Centrala begrepp
Learning a ranking function for routing queries to the most relevant partitions can consistently improve the accuracy of clustering-based approximate nearest neighbor search.
Sammanfattning
The paper proposes a learning-to-rank (LTR) approach to improve the routing function in clustering-based approximate nearest neighbor search (ANN). In this method, the routing function, which maps a query to a set of relevant partitions, is learned using supervised LTR techniques instead of using a predefined function.
The key insights are:
- The routing function in clustering-based ANN can be formulated as a ranking problem, where the goal is to rank the partitions by their likelihood of containing the nearest neighbor to the query.
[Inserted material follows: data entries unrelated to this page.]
Issue #498, opened 2026-08-26
Global Go Back / Go Forward across Jasper navigation landings


ericwinger:
## The problem

I lose methods. I am reading a method, something moves me somewhere else — I click a
different method in the Methods pane, I follow Implementors of / Senders of, Omni Search
lands me somewhere, a debugger frame or a test failure jumps the browser, a refactoring
repositions the selection — and now the method I was reading five landings ago is gone.
The only way back is a global search, and only if I still remember the selector.

Every other VS Code language experience answers this with **Go Back** / **Go Forward**.
Jasper should too, over its *own* navigation landings, not just over text editors.

## What I want

Two commands with the native VS Code names and behavior:

| Command | Title | VS Code equivalent |
|---|---|---|
| `gemstone.navigateBack` | **Go Back** | `workbench.action.navigateBack` (`Ctrl+Alt+-`) |
| `gemstone.navigateForward` | **Go Forward** | `workbench.action.navigateForward` (`Ctrl+Shift+-`) |

- A **chain**, not a single step: Back repeatedly walks the whole history, one landing per press.
- Forward re-walks what Back undid, and is discarded when a new landing happens after going
  back — standard browser/VS Code semantics, no branching.
- Reachable from the Command Palette, from a keybinding, and from `$(arrow-left)` /
  `$(arrow-right)` buttons in the System Browser title bar so they are visible, not just known.
- Greyed out / no-op at the ends of the chain.

## Preferred approach: push onto VS Code's own history, don't invent a parallel one

The reason Back/Forward feels broken today is almost certainly that a selection change
*inside* the browser webview never registers as a navigation location with VS Code — the
native Back/Forward buttons in the title bar only see the editor documents Jasper opens.
Someone hitting the native buttons gets inconsistent results depending on whether the
landing happened to open or pin an editor. Two sessions of first-use feedback already
circled this (see #469, "Navigation: confusing, then resolved").

So the first thing to try is: make every Jasper landing register as a real VS Code
navigation location, so the *native* Go Back/Go Forward — the ones already in the title
bar with the keybindings the user already knows — just work. A Jasper-private stack is the
fallback for landings that genuinely have no editor/document to anchor to, and if we build
one it should be keyed the same and feel identical.

## Landings that must be recorded

Anything that changes what the user is looking at, manual or automatic:

- Methods pane selection; class pane selection; category selection (`selectMethod`,
  `selectMethodCategory` in `client/src/systemBrowser.ts`)
[...]

PR #538, opened 2026-09-02
Go Back / Go Forward over the Explorer's navigation landings

ericwinger:
Addresses https://github.com/GemTalk/Jasper/issues/498.

**This is up for review as an approach, not just an implementation.** It deliberately
departs from what the issue proposed, and the departure is the thing worth arguing
about — see "The call I'd like reviewed" below.

## What it does

**Go Back** and **Go Forward** walk the places the GemStone Explorer has taken you —
dictionary, class category, class, and method — one press per landing, with the forward
trail dropped when you go somewhere new. Browser semantics, which are also VS Code's.

A landing is a **coordinate** (session, dictionary, class, side, selector), not a handle.
It is recomputed against the stone on the way back, so a method that has since been
recompiled still resolves; the dictionary is re-resolved by *name*, because a commit
elsewhere can shift every symbol-list index. A landing that no longer resolves is reported
and dropped from the trail rather than erroring, so a second press moves on instead of
sticking. The last 50 are kept.

The trail is listed in a new **Actions & Navigation** pane at the top of the Explorer,
newest first, with the landing you are on marked; click any row to jump to it. The same
list is available from the keyboard as **GemStone: Recent Locations…**.

## The call I'd like reviewed

The issue's preferred approach was to *push Jasper's landings onto VS Code's own
navigation history*, so the native Go Back/Forward in the title bar would just work, and
to treat a Jasper-private stack as the fallback. **This does the opposite: it builds a
private chain.**

The reason is that VS Code's history is a history of *editor documents*. Most Explorer
landings are pane moves that open no document at all — selecting a dictionary, a class
category, or a class — and the ones that do open a document open it in a single reusable
preview tab, which VS Code's history does not track as distinct locations. Registering
landings with the native history would have meant opening a real editor for every pane
move, which is a bigger behavioural change than the feature is worth.

The cost of the private chain is a second set of Back/Forward controls next to the
native ones, which is a genuine wart. If the reviewer prefers the native route, the
recording points are all funnelled through one `recordLanding` call, so the destination
is swappable without touching the call sites.

Two smaller calls, both mine, both worth challenging:

- **The buttons are in a new pane, not the System Browser title bar** the issue asked for.
  Refresh/Commit/Abort moved onto the same row, since they act on the Explorer and its
  session rather than the dictionary list they used to sit above. A pane's title-bar
  actions are drawn only while the pane is expanded *and* hovered or focused, so they
  vanish exactly when the pane is small enough to be worth keeping; these do not.
- **A drill-down is one landing, not three.** Clicking a dictionary, then a class, then a
  method records a single entry, because the coarser two are the cascade passing through
  rather than places the user asked to be. Without this, leaving a method costs three
  presses of Back.

## What is *not* recorded yet

The issue lists landings this does not cover, and it should not be read as complete:

- **Debugger frame selection**, and the jump the debugger makes when a session stops
- **Go to Definition from a peek pane** (a plain Go to Definition is covered)
- **Test-failure navigation** from the SUnit runner

Everything that opens a `gemstone://` editor *is* covered, because that activation drives
the Explorer's own sync — so Implementors of, Senders of, GemStone Search, Find Method in
Class, the method-results picker, plain Go to Definition, and post-refactoring
repositioning all record landings without needing their own call sites. The three above
do not go through that path. Happy to add them here or in a follow-up, whichever the
reviewer prefers.

The issue's "with several System Browsers open, Back should act on the one that produced
the landing" is moot: the System Browser is frozen, so several open browsers is not a case
to design for. One global chain, owned by the Explorer.

## Testing

Client-only diff, so the fast gate rather than the version matrix.

- `lint`, `format:check`, `compile` clean; client 448 files / 7197 tests, server 322,
  mcp-server 92 — all passing.
- The chain's rules are unit-tested against hand-built landings; a separate suite drives
  the **real pane cascade** and asserts the landings it actually produces, plus the way
  back (dictionary re-resolution, an unselected session declined rather than reconnected,
  a vanished dictionary, a removed method), the Recent Locations picker, and that the
  three commands have real handlers rather than only manifest entries.
- Those tests were mutation-checked rather than trusted for being green: ten mutations
  (removing each folding rule, the restore guard, the stale-entry prune, the dictionary
  re-resolution, the session guard, the method-gone report, the trail ordering, and the
  command registrations) were each verified to fail the suite.
- Manually F5-verified throughout by Eric; the design was driven by his live findings.


client/src/gemstoneExplorer.ts
```diff
@@ -4449,6 +4482,241 @@ export class ExplorerController {
...
+    if (!revealMethod) return true;
+
+    const info = this.selectorsFor(revealMethod.isMeta, ALL_METHODS_CATEGORY).find(
+      (i) => i.selector === revealMethod.selector,
+    );
+    if (!info) {
+      void vscode.window.showWarningMessage(
+        `${landing.className} no longer implements ${revealMethod.isMeta ? 'class method ' : ''}${revealMethod.selector}.`,
+      );
+      return false;
```
MatiasFernandez: 💭 When the class is still there but the method has gone, we've deliberately moved the panes to the class — the doc above says that beats refusing to move at all, and I agree. But returning false makes `step` prune this entry *and* rewind the cursor to where it was, so the panes end up on `Account` while the pinned line and the trail's current marker still name the method we came *from*, and Forward now points at somewhere we never left.

Should this return true instead, so the cursor follows where the panes actually landed? The class is a real place in the chain, and the warning already tells the user the method itself is gone. Worth noting the `still moves to the class when only the method is gone` test asserts the prune but not the pinned line, so it wouldn't have caught the disagreement either way.

client/src/explorerNavigationHistory.ts
```diff
@@ -0,0 +1,433 @@
...
+ *
+ * - **One chain per session.** A landing only means anything against the stone it
+ *   was read from, so each session gets its own chain and the pane shows the
+ *   selected session's. A session logging out takes its chain with it.
+ */
+export interface ExplorerLanding {
+  sessionId: number;
+  dictName: string;
+  /** 1-based symbolList position at record time; re-resolved by name on the way back. */
+  dictIndex: number;
```
MatiasFernandez: 💭 `dictIndex` is recorded on every landing, but I can't find anything that reads it back: `goToLanding` re-resolves the index itself from `getDictionaryNames(...).indexOf(landing.dictName)`, `landingKey` leaves it out on purpose, and none of the label helpers touch it. Given this field's own doc says it's re-resolved by name on the way back, is it worth dropping it from the coordinate (or at least marking it optional) so a future reader doesn't take the recorded index for something Back relies on?

client/src/__tests__/explorer/explorerNavigationView.test.ts
```diff
@@ -0,0 +1,390 @@
...
+    expect(html).toMatch(/\.location \{[^}]*display: none/);
+    expect(html).toContain('.location.shown { display: block; }');
+  });
+
+  it('gives the trail its own scrolling region under the fixed button row', () => {
+    const html = renderNavigationViewHtml('test-nonce');
+    expect(html).toContain('id="trail"');
+    expect(html).toMatch(/\.trail \{[^}]*overflow-y: auto/);
+    expect(html).toMatch(/\.toolbar \{[^}]*flex: 0 0 auto/);
+  });
```
MatiasFernandez: 💭 This handful asserts the literal source text of the template — `where.textContent = location`, `.location.shown { display: block; }`, `.toolbar { … flex: 0 0 auto` — so a Prettier reflow of the inline CSS or renaming the local `where` breaks them with no behaviour changing, and they'd still pass if `drawLocation` were never wired up at all.

The two just below earn their place as regression guards, because the contract *is* the text: the CSP nonce, and `not.toMatch(/\.innerHTML\s*=/)` standing between a selector out of the stone and an injection. For these, would rendering the html into jsdom and asserting the DOM — location line hidden until a state push names somewhere, one row per trail entry, the current row carrying the accent class — buy more than string matching? Or is the styling worth pinning this tightly deliberately, since a headless render is what caught the empty-toolbar bug?

package.json
```diff
@@ -2073,11 +2113,27 @@
...
+        {
+          "command": "gemstone.explorer.showHistory",
+          "when": "gemstone.hasActiveSession"
+        },
+        {
+          "command": "gemstone.explorer.clearHistory",
+          "when": "gemstone.hasActiveSession"
+        },
+        {
+          "command": "gemstone.explorer.showNavigationSelectorsOnly",
```
MatiasFernandez: 💭 Both halves of the toggle show in the Command Palette whenever a session is active, so whichever mode you're already in is offered as a visible no-op — the button row avoids exactly that with its `data-mode` gating. Since the mode is a real setting, the `when` can key off it directly:

```json
{
  "command": "gemstone.explorer.showNavigationSelectorsOnly",
  "when": "gemstone.hasActiveSession && !config.gemstone.explorer.navigationSelectorsOnly"
}
```

and the mirror of it for `showNavigationFullLocations`. Worth doing, or is having both always listed easier to find than a palette entry that comes and goes?

README.md
```diff
@@ -201,6 +201,8 @@ Beyond browsing, the Explorer is where the code-changing operations live:
 - Deleting first looks for what still references the target: nothing does, and it just goes (and says so); something does, and you are shown the methods before you decide
 - The refactorings — rename, extract/inline method and temporary, change signature, move/push up/push down method, instance-variable structure changes, extract superclass, split class — each previewed before it is applied
 - Browse senders, implementors, references, and the class hierarchy
+- Retrace your steps: **Go Back** / **Go Forward** (`Ctrl+Alt+-` / `Ctrl+Shift+-`) walk method by method through what you have been reading, reopening each tab; the dictionaries, classes and categories you passed through name the pinned line above the trail rather than taking steps of their own, and **Recent Locations…** lists everywhere you have been including them. A method is listed once, at its most recent visit, so returning to one moves its row instead of repeating it. The trail is per session — switching sessions switches it, logging out clears it, and **Clear Navigation History** empties it by hand. A press with nothing of Jasper's left that way falls through to VS Code's own Go Back / Go Forward
```
MatiasFernandez: nit: The mac bindings are `ctrl+-` / `ctrl+shift+-`, not `Ctrl+Alt+-` / `Ctrl+Shift+-` — and the same unqualified pair appears in the CHANGELOG entry. The README spells both out elsewhere, e.g. "**Cmd+S** (Ctrl+S)" a few paragraphs up. Worth matching that convention here so a mac reader doesn't try a chord that isn't bound?

client/src/__tests__/explorer/explorerNavigationHistory.test.ts
```diff
@@ -0,0 +1,628 @@
...
+
+    await history.back();
+    expect(history.entries().map((l) => landingLabel(l))).toEqual(['Array>>gone', 'Set>>add:']);
+    expect(history.currentIndex()).toBe(1);
+    expect(history.canGoBack()).toBe(true);
+  });
+
+  it('treats a throwing restore as unreachable rather than propagating', async () => {
+    history.record(method('Array', 'at:'));
+    history.record(method('Set', 'add:'));
```
MatiasFernandez: nit: These two records go into `history`, but every assertion below is about `boom` — looks like leftover setup. Dropping them would make it clearer that the throwing `go` is the whole point of the test.

client/src/__tests__/explorer/explorerNavigationLandings.test.ts
```diff
@@ -0,0 +1,698 @@
...
+      `${CLASS}>>balance`,
+      `${CLASS}>>deposit:`,
+    ]);
+    expect(pane.latest().trail.map((r) => r.context)).toEqual([DICT, DICT]);
+  });
+
+  it('drops the class to the dimmed column when the setting is on', async () => {
+    // Working inside one class, the repeated class name crowds out the selector,
+    // which is the only part that differs.
+    vscode.workspace.getConfiguration('gemstone').update('explorer.navigationSelectorsOnly', true);
```
MatiasFernandez: nit: This `update(...)` isn't awaited, unlike the `await ctl.setTrailLabelMode(...)` in the test just below. It works today only because the vscode mock's `update` mutates its store before hitting an await — worth an `await` here so this doesn't quietly start reading the old value if that mock ever grows a real async step.

MatiasFernandez (approved):

client/src/gemstoneExplorer.ts
ericwinger: Agreed, and taken a step further than `return true`.

`return true` would have kept the *method* entry: the pinned line and the accented row would still name `Account>>balance` while no such method exists and no editor opened — the panes and the chain would agree on a place that is a fiction.

So `go` can now answer with the coordinate it actually reached (`Promise<boolean | ExplorerLanding>`), and `step` rewrites the entry to it. The landing is demoted to its class, which is your "the class is a real place in the chain" made literal: the cursor follows the panes, the pinned line names the class, and — the class landing no longer being a method landing — it drops out of the trail rather than sitting there as a row pointing at nothing.

You were right that the test asserted the prune and nothing else. It now asserts the cursor, the rewritten entry, that the pinned line does not mention the selector, and that Forward is still live; a second test covers the trail having no row marked. Reverting the fix fails three tests. b2eb67b8

client/src/explorerNavigationHistory.ts
ericwinger: Dropped from the coordinate rather than made optional — nothing read it back, so optional would only have moved the question.

The one place it still matters is `recordLanding`, which keeps checking `state.dictIndex` because its absence means the panes are mid-cascade with no dictionary landed on yet. That reads oddly now that it is checked and not stored, so there is a comment saying so. The interface doc says the name is the whole coordinate and why. b2eb67b8

client/src/__tests__/explorer/explorerNavigationView.test.ts
ericwinger: Worth it — converted.

The pane's real chrome and its real inline script are mounted in a jsdom window, so these are behaviour now: the location line hidden until a state push names somewhere, one row per trail entry newest first, the accent on the current row, the empty-trail message, the chain index a click reports, and the arrows dimming at the ends. Five mutations (dropping the `reverse`, the accent class, the location hide, the empty message, the row index) each fail these and nothing else.

Two things I kept as text, deliberately:

- the CSP nonce and the `not.toMatch(/\.innerHTML\s*=/)` guard, for your reason — the contract *is* the text;
- the flex/overflow rules, because jsdom computes no styles, so it cannot see the empty-toolbar class of bug at all. Those are now whitespace-tolerant regexes so a Prettier reflow does not break them, with a comment saying why they stay pinned as CSS.

A jsdom *window* rather than the file-wide environment pragma the other webview tests use: this pane's script is inline in a module that imports `vscode`, and under that environment the bare specifier stops resolving and the whole file fails to load. b2eb67b8

package.json
ericwinger: Worth doing — applied as you wrote it, both halves.

Verified in a running window rather than just the manifest, since these are the first `config.` context keys in this extension and a wrong key fails silently rather than erroring: with the trail in full mode only **Show Only Selectors in the Navigation Trail** is offered, and after running it only **Show Full Locations in the Navigation Trail**. b2eb67b8

README.md
ericwinger: Right on both counts — fixed in the README and the CHANGELOG, following the `**Cmd+S** (Ctrl+S)` convention a few paragraphs up.

Back really is the asymmetric one: `ctrl+-` on mac against `ctrl+alt+-` elsewhere, while Forward is `ctrl+shift+-` on both. Both platforms are now spelled out rather than the unqualified pair. Not yet pressed on a mac — the manifest is all I have verified. b2eb67b8

client/src/__tests__/explorer/explorerNavigationHistory.test.ts
ericwinger: Leftover indeed — dropped. The throwing `go` is all the test is about now. b2eb67b8

client/src/__tests__/explorer/explorerNavigationLandings.test.ts
ericwinger: Awaited. b2eb67b8

ericwinger:
Review acted on, and the branch is up to date with `main`. Every inline thread has a reply and is resolved; this is the summary in one place.

## The call that was actually reviewed

The reviewer's substantive point was the one worth having: landing on a class whose **method has gone** returned `false`, which pruned the entry *and* rewound the cursor — so the panes sat on the class while the pinned line and the trail's marker still named the method we came from, and Forward pointed at a place we had never left.

Their suggestion was `return true`. That is better, but it keeps a *method* entry the stone no longer has: the pinned line and the accented row would name `Account>>balance` with no such method and no editor open. So `go` now answers with the coordinate it **actually reached** (`Promise<boolean | ExplorerLanding>`) and the chain rewrites the entry to it. The landing is demoted to its class — the cursor follows the panes, the pinned line names the class, and the entry stops being a method landing, so it leaves the trail rather than sitting there pointing at nothing.

## The rest

- **`dictIndex` is gone from the coordinate.** Nothing read it back; Back re-resolves the index from the name, because a commit elsewhere can shift every index. `recordLanding` still *checks* `state.dictIndex`, because its absence means the panes are mid-cascade — that now says so in a comment.
- **The palette offers only the half of the trail-label toggle that changes something**, keyed off the setting, matching what the button row already did with its own gating.
- **The pane's drawing is asserted against a real DOM.** Its chrome and inline script mount in a jsdom window, so the location line hiding until there is somewhere to name, one row per entry newest-first, the accent on the current row, the empty-trail message, the chain index a click reports, and the arrows dimming are behaviour now instead of matches against the template's source text. The CSP nonce and the `innerHTML` guard stay as text — there the contract *is* the text — and so do the flex/overflow rules, since jsdom computes no layout.
- **The mac keybindings are spelled out** in the README and CHANGELOG: Go Back is `ctrl+-` there, not `ctrl+alt+-`.
- Three test nits: leftover setup dropped, a settings write awaited, and the pane stand-in declared once instead of twice.

Two things the change made stale were swept with it: the module doc and the CHANGELOG both said a landing that has gone is "dropped from the trail", which is no longer true of the method-gone case, and two test comments referred to a recorded dictionary index that no longer exists.

## Verification

New tests were mutation-checked rather than trusted for being green: dropping the `reverse`, the accent class, the location hide, the empty-trail message, and the row index each fail these and nothing else; reverting the coarser-arrival fix fails three.

Manually verified in a running window — including that the palette really does offer one half at a time, since these are this extension's first `config.` context keys and a wrong key fails silently rather than erroring. Also re-checked the merge seams with `main`: Refresh/Commit/Abort on the pane, that logging in no longer drags the sidebar over, and that a method editor opened *by Back* still carries CodeLens, Refactor… and a breakpoint gutter after this cycle's narrowing of all three. The mac keybindings are the one item verified only against the manifest.

Full gate green against a live stone: client 472 files / 7810 tests, server 322, mcp-server 92.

- The ground-truth for training the ranking function can be easily obtained by performing an exact search for each query and identifying the partition that contains the nearest neighbor.
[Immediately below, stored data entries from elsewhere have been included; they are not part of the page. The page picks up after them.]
PR #729, opened 2024-11-21
Move onnxruntime installation to build.rs

### LINKED ISSUE #720: [bounty] move as much as possible code from pre_build.js to build.rs
atm we have lot of pre build thing in pre_build.js script used for the app but we want to make it easy to use the CLI

installation of screenpipe as a CLI or app should be dead simple in less than 2 minutes from install to run and work on most OSes

for example onnxruntime dll stuff for windows should be in build.rs of screenpipe audio so can use CLI without app and more rust native 

/bounty 100

will add bonus if you do more than the onnxruntime thing

Neptune650:
/claim #720 
/closes #720


louis030195:
/approve 

nice

Issue #772, opened 2024-11-26
[bounty] windows: install bun in build.rs instead of pre_build.js


louis030195:
/bounty 50

PR #779, opened 2024-11-27
refactor(#772): install bun in build.rs instead of pre_build

ologbonowiwi:
/claim #772

- **refactor: move onnxruntime installation to its own method**
- **refactor: remove bun install from `pre_build`**
- **refactor: install bun on build.rs**


screenpipe-audio/build.rs
```diff
@@ -1,29 +1,91 @@
...
+                println!("please install bun manually.");
+            }
         }
-        fs::rename(
-            "onnxruntime-win-x64-gpu-1.19.2",
-            "../screenpipe-app-tauri/src-tauri/onnxruntime-win-x64-gpu-1.19.2",
+    }
+}
+
+fn install_bun() {
```
louis030195, line 48: hmmmmmmm

actually how does this fit with the windows CLI

considering we should do onnx + bun in here actually 

https://github.com/mediar-ai/screenpipe/blob/main/install.ps1

?

what do you think

ologbonowiwi: Can you clarify it? 

From my understanding, onnx was already working here, and we needed to add also the bun installing

Inside `install_bun`, we have a command execution installing it with npm. From my understanding, this was happening on pre_build, and we needed to repeat the same thing but on build.rs instead

louis030195: this build.rs assume people are installing the app but would not work for CLI users 

any chance you update the `install.ps1` to install bun too? then will merge

ologbonowiwi: fixed. can you take a look @louis030195

louis030195:
@ologbonowiwi what if npm is not installed?

`powershell -c "irm bun.sh/install.ps1 | iex"` ?

also can yo uresolve conflict

louis030195:
/approve 

amazing work

ologbonowiwi:
thanks, @louis030195. next time, I think adding more details to the issue would be good—the work was a bit more than what was described in #772.

PR #784, opened 2024-11-27
Use build.rs for dylibs

### LINKED ISSUE #771: [bounty] move the macos lib linking from pre_build.js to build.rs
we currently do some hacks in pre_build.js to link the apple native OCR lib and it should happen in build.rs of vision crate which would make things more smooth for everyone and simpler to build & install

related issue one user is facing when building from source:

image

/bounty 50

Neptune650:
/claim #771 
/closes #771 

@louis030195 This should use the build.rs script in src-tauri for hardcoding the dylibs, since it's the only place where this can be done anyways.


louis030195:
@Neptune650 that would be good to have more such support for CLI in the future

- The cross-entropy loss, which is a consistent surrogate for maximizing mean reciprocal rank (MRR), can be used as the training objective.
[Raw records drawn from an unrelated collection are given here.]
PR #790, opened 2024-11-28
Update edge case tests and fix search bug

### LINKED ISSUE #754: [bounty] $150 fix /search
definition of done:
- we have unit test that cover all edge cases
- /search works for all edge cases 

i noticed /search broke recently (either related to UI monitoring or speaker identification features), how to reproduce:
- search with both app name and content type will ignore the content type 

for example 

curl ... app_name=cursor&content_type=audio 

will ignore the content type

PS: i thought our tests covered all cases, or something changed, used to cover all and pass

/bounty 150

Neptune650:
/claim #754 
/closes #754 

@louis030195 Added a good bit more of tests to be sure.


louis030195:
@Neptune650 hmm

i think i did a mistake 

it's actually working as expected on main 



it's just unintuitive since the beginning, we should associate app name and window name to the audio data through time i think so that users can search audio data with app/window filter (currently it would filter out audio and only select OCR or UI modality)

do you have any suggestion?

Neptune650:
> @Neptune650 hmm
> 
> i think i did a mistake 
> 
> it's actually working as expected on main 
> 
> 
> 
> it's just unintuitive since the beginning, we should associate app name and window name to the audio data through time i think so that users can search audio data with app/window filter (currently it would filter out audio and only select OCR or UI modality)
> 
> do you have any suggestion?
> 

@louis030195 Well this does fix one issue we had that would only use OCR if app/window_name was specified, while it could also be UI, so essentially this feature was missing, and also adds tests.

Neptune650:
@louis030195 Also, the main behavior changed is regarding UI search with app_name, since content_type audio was already being ignored with app_name

Neptune650:
> @Neptune650 hmm
> 
> i think i did a mistake 
> 
> it's actually working as expected on main 


@louis030195 If we have a case like
```
curl... content_type=UI&app_name=cursor 
```
It'll actually ignore the content type right now.

This fixes that issue.

louis030195:
/approve 


i still think in the future we should somehow associate in the db window name and app name to the audio data and then use in search api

The authors demonstrate through experiments on various text datasets that learning a simple linear routing function can consistently improve the top-1 and top-k accuracy of clustering-based ANN compared to the baseline routing function. The gains are observed across different clustering algorithms, including standard, spherical, and shallow K-means.
The results suggest that bridging the fields of LTR and ANN can lead to significant performance improvements in practical applications. The authors also discuss potential future directions, such as incorporating LTR into the clustering algorithm itself to enable query-aware partitioning.
Statistik
The top-1 accuracy of the learnt routing function is 0.746, 0.751, and 0.670 on the Ms Marco dataset, compared to 0.392, 0.627, and 0.517 for the baseline, when using 0.1% of the total number of partitions.
The top-10 accuracy of the learnt routing function is consistently higher than the baseline across different values of ℓ (the number of partitions probed) on all three datasets.
Citat
"A critical piece of the modern information retrieval puzzle is approximate nearest neighbor search."
"We make a simple observation: The routing function solves a ranking problem. Its quality can therefore be assessed with a ranking metric, making the function amenable to learning-to-rank."
"As we demonstrate empirically on various datasets, learning a simple linear function consistently improves the accuracy of clustering-based MIPS."